Ladyboy vs Yakuzas tome 4, Toshifumi Sakuraï, Editions Akata

Ladyboy vs yakuzas tome 4

Série: Ladyboy vs Yakuzas
Tome: 4
Auteur: Toshifumi Sakuraï
Editeur VO:  Futabasha Publishers Ltd
Editeur VF: Editions Akata
Date de publication: Décembre 2015

Toshifumi Sakuraï n’est pas le genre d’auteur à se reposer sur ses lauriers, ou à ne pas maîtriser la lecture qu’il propose, visiblement.  Si j’avais noté un tome 3 plus apaisé, moins provocant, croyez-bien que celui va revenir vous chahuter la tête.

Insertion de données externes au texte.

PR #1238, opened 2026-08-04
docs(#1097): fediverse identity and handle design

davidwkeith:
Closes #1097

## Summary

- Adds `docs/superpowers/specs/2026-08-04-fediverse-handle-design.md`, resolving the #1097 Fediverse investigation: one self-hosted ActivityPub actor **is** the identity across all Fediverse platforms — Pixelfed/Friendica/Misskey users follow it directly, so no per-network accounts or integrations are needed.
- Handle scheme: default **`@example.com@example.com`** (domain as username — truncated Mastodon UIs show a globally unique `@example.com` instead of a colliding `@me`/`@site`; Bridgy Fed / Threads precedent), owner-editable before first federation and locked once the actor has a follower or outbox activity. The actor IRI stays `/users/site` permanently, decoupling federation identity from the displayed handle.
- Records the two supporting layers: reach is content-type work on the one actor (the Micropub→AP fan-out currently drops `photo`, so Pixelfed followers see nothing — mapping it to AS2 `attachment` is the entire Pixelfed story), and subdomains are the WebFinger-delegation *hosting* escape hatch (Mastodon `LOCAL_DOMAIN`/`WEB_DOMAIN` pattern), never an identity multiplier. Native accounts on Fediverse platforms are an explicit anti-goal (POSSE + `rel=me`/`alsoKnownAs` instead).

## Paired PR check

> Docs-only. The spec notes that the future attachment fan-out may need a `@dwk/workers` (`davidwkeith/workers`) release and that a `host-meta` check belongs in `@dwk/webfinger` upstream — both are follow-up implementation issues, not part of this PR, and neither touches the MCP sidecar.

## Test plan

- [x] Docs-only change — no code paths affected; `swift test` / app build not applicable.
- [x] Verified spec claims against the current tree: `ACTIVITYPUB_USERNAME`/WebFinger map in `Resources/Template/worker/worker.ts`, `AP_DISPLAY_NAME` threading in `WorkerComposition.generateWranglerToml`, and the fan-out's content-only `Note` construction.
- [x] External facts sourced inline (RFC 7033/7565, Mastodon WebFinger + domain-delegation docs, Bridgy Fed, Fedi.Tips on Pixelfed's media-only rendering).

---
_Generated by [Claude Code](https://claude.ai/code/session_01YXCCgLyKDLVZxA6hLFa9dr)_

### DIFF
--- a/docs/superpowers/specs/2026-08-04-fediverse-handle-design.md
+++ b/docs/superpowers/specs/2026-08-04-fediverse-handle-design.md
@@ -1,0 +1,235 @@
+# Fediverse identity & handle — design (#1097)
+
+- **Date:** 2026-08-04
+- **Status:** Proposed
+- **Issue:** [#1097 — Fediverse investigation](https://github.com/Anglesite/Anglesite/issues/1097)
+- **Related:** [#363 — ActivityPub actor](https://github.com/Anglesite/Anglesite/issues/363),
+  [#366 — WebFinger](https://github.com/Anglesite/Anglesite/issues/366),
+  [#926 — outbox backfill](https://github.com/Anglesite/Anglesite/issues/926),
+  the [well-known design](2026-07-14-well-known-support-design.md),
+  the [v5 communities design](2026-07-22-v5-communities-design.md)
+
+## Problem
+
+The Fediverse is many platforms — Mastodon, Pixelfed, Friendica, Lemmy, Misskey, PeerTube —
+and Anglesite's design calls for one identity, on the owner's own domain, that works across
+all of them. Platform-specific onboarding (e.g. Pixelfed's apps steering users to official
+servers) appears to break that: an account *on* Pixelfed would be `@owner@pixelfed.social`,
+not the owner's domain. #1097 asks how to design this so a small-business owner owns their
+identity, Anglesite supports arbitrary ActivityPub networks, and worker code stays minimal.
+
+## Key finding: the single-handle constraint resolves the whole question
+
+A Fediverse handle is a WebFinger lookup: `@user@domain` resolves via
+`GET https://domain/.well-known/webfinger?resource=acct:user@domain`, and clients follow the
+one link with `rel="self"` and `type="application/activity+json"`
+([RFC 7033](https://www.rfc-editor.org/rfc/rfc7033.html),
+[Mastodon WebFinger spec](https://docs.joinmastodon.org/spec/webfinger/)). Two consequences
+shape everything:
+
+1. **One handle maps to exactly one actor.** A JRD cannot hand two `rel=self` ActivityPub
+   actors to one `acct:`. The single-identity requirement therefore *forces* a single actor —
+   which Anglesite already has (`@dwk/activitypub`, one actor per site, V-4.1 #363).
+2. **The platforms in #1097's list are servers, not networks.** A Pixelfed or Friendica user
+   pastes the site's handle into search and follows the self-hosted actor directly — no
+   Pixelfed account needed, and Pixelfed's official-servers restriction only affects people
+   *hosting an account there*, not who its users can follow. "Support arbitrary ActivityPub
+   networks" is not N integrations; it is one conformant actor whose posts carry shapes each
+   platform renders.
+
+So the messy story decomposes into three independent layers — **identity** (this spec's core:
+the handle scheme), **reach** (what each platform's users actually see; a content-type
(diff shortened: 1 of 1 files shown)


docs/superpowers/specs/2026-08-04-fediverse-handle-design.md
```diff
@@ -0,0 +1,235 @@
...
+actor IRI.
+
+- **Validation:** case-insensitive `[a-z0-9_]` at both ends, `[a-z0-9_.-]` interior —
+  the intersection of the `acct:` userpart (RFC 7565) and Mastodon's remote-username
+  grammar. No length cap beyond WebFinger practicality (domains already exceed Mastodon's
+  30-char *local* limit; remote handles have no such limit).
+- **Lock signal:** app-side, derived from existing state — the followers collection is
+  non-empty (`ActivityPubFollowersClient`) or the outbox ledger has entries
+  (`ActivityPubOutboxLedger`). The worker does not enforce the lock; the app owns it, the
+  same way it owns every other provisioning decision.
```
davidwkeith: The lock and its validation are described as **app-owned only** ("The worker does not enforce the lock; the app owns it"), but `AP_USERNAME` is proposed to live in `.site-config`, which per `CLAUDE.md`'s "Git is the source of truth" principle is explicitly the *externally-editable* part of a site — `Source/` is a plain git repo an owner can clone and hand-edit with any editor, bypassing the app entirely. That means:

1. **The lock is bypassable.** An owner (or any tool operating on the git repo) can edit `AP_USERNAME` in `.site-config` after the actor has federated, since only the app checks the followers/outbox state before allowing the field to change. The next deploy would silently rename an already-federated handle — exactly the "stranded followers" failure this section says the lock exists to prevent.
2. **The validation regex is unenforced at the point of consumption.** `worker.ts` would presumably read `env.AP_USERNAME` directly (as it already does for `AP_DISPLAY_NAME`) with no re-validation. A value that reaches it via a direct git edit — rather than the app's UI — could contain characters outside the `[a-z0-9_.-]` grammar (or collide with the domain-derived alias), producing a broken WebFinger `acct:` resource or malformed actor document with no safe fallback specified.

Given the project's stated position that the app "must never become the only way to edit a site," this design should either (a) specify a worker-side guard (e.g., validate/sanitize `AP_USERNAME` in `worker.ts` before using it as `preferredUsername`, falling back to the hostname default on an invalid value) or (b) explicitly accept the bypass risk and say why it's acceptable pre-1.0. Right now it's silent on what happens when the git-editable copy diverges from the app-enforced invariant.

---

davidwkeith (commented):
Reviewed the spec. Cross-checked the concrete claims against the current tree — `ACTIVITYPUB_USERNAME` as a fixed `"site"` constant, `AP_DISPLAY_NAME` threading through `WorkerComposition.generateWranglerToml`, and the Micropub→AP fan-out's content-only `Note` (no `photo`/`attachment`) — all check out. The handle-scheme reasoning (truncated-UI collision, domain-as-username, actor IRI staying decoupled from the display handle) is sound and well-sourced.

One design gap worth resolving before this becomes an implementation plan: the pre-federation lock and username validation are described as enforced entirely by the app, but the chosen storage location (`.site-config`, git-tracked in `Source/`) is exactly the part of a site this project's own principles treat as externally editable outside the app. Left a line comment with specifics.

---

docs/superpowers/specs/2026-08-04-fediverse-handle-design.md
davidwkeith: Fixed in a8dfb05 — took both (a) and (b), since they guard different failure modes:

- **(a) Worker-side guard:** `worker.ts` now specs re-validation of `env.AP_USERNAME` at request time, falling back to the hostname default on an invalid value — a stray git edit degrades to the default handle instead of emitting a malformed `acct:` resource or actor document. An override equal to the derived default is deduped, not an error.
- **(b) Bypass made explicit — and backstopped:** the app's field lock is now described as the *advisory* layer, with the hand-edit path acknowledged as a legal move under "Git is the source of truth" rather than a hole to close. The real guard moves to deploy time: the app records the last-deployed username in `Config/` (same baseline pattern as `lastDeployedWorkerIDs`, #709) and, when a federated actor's handle changed, asks a consequence-phrased question before deploying instead of silently renaming. A `wrangler deploy` run entirely outside the app still bypasses that — called out as accepted pre-1.0, consistent with `wrangler.toml` itself being equally hand-editable.

Scorecard updated to match (validation fallback + a new deploy-time rename-detection row).

---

Kozo a été mis à l’abri pendant qu’il était évanoui. C’est Georges, un des pervers, qui l’a protégé. Georges n’est plus équipé pour le violer, alors son objectif, ce serait plutôt de mettre fin à cette punition sordide. Mais Georges n’est pas un saint, il faudrait voir à ne pas l’oublier. Ceci dit lui a l’expérience pour protéger Kozo. Et même, pour le débarrasser d’un maximum de ses assaillants.

DU RAPPORT A LA DOULEUR INFLIGEE

Dans ce 4e tome, Toshifumi Sakuraï vient interroger deux figures plus particulières. Deux figures qui ont des rapports très différents à la violence. L’un d’eux la reçoit directement, l’autre la regarde dispensée. Mais pourtant, les deux sont aussi des victimes. Georges est celui qui regarde. L’auteur en fait non pas un violeur, mais un homme complètement traumatisé par le viol de sa mère qu’il a du regarder enfant. Un traumatisme qu’il n’a jamais dépassé, et qui l’amène à reproduire la situation avec des jeunes femmes qu’il place lui-même dans cette position. Ce qui fait bien de lui un pervers, mais l’auteur ne manque pas de rappeler pourquoi. Vous verrez quel traitement Sakuraï réserve au personnage, mais n’attendez aucun angélisme de sa part. Ce n’est pas parce qu’il explique, qu’il protège. L’autre situation, c’est celle du bouc-émissaire. Cette figure finalement bien plus connue, de la victime qui pète les plombs pour devenir bourreau. L’occasion de rappeler que le harcèlement entre enfants a réellement des conséquences néfastes, même si évidemment pour l’occasion l’auteur grossit le trait.  Et le transforme le petit gosse de riche à la fois en « papier cul » et en mitrailleur fou. La folie, je pense que c’est vraiment le sujet d’étude de Toshifumi Sakuraï.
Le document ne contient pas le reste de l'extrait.